• **PROBLEM**
Which lines run from the one containing "SEMVER-PATCH : Release" to the end of the material below? Retype exactly those, both ends included, and nothing else.

• **DATA EXTRACT**
PR #2397, opened 2026-05-12
SEMVER-PATCH : Release v1.70.1, RELEASE_TYPE=minor

lailien3:
Users reaching close to senior status are incorrectly being labelled as senior when renewing their licence.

• **RESULT**
SEMVER-PATCH : Release v1.70.1, RELEASE_TYPE=minor

lailien3:
Users reaching close to senior status are incorrectly being labelled as senior when renewing their licence.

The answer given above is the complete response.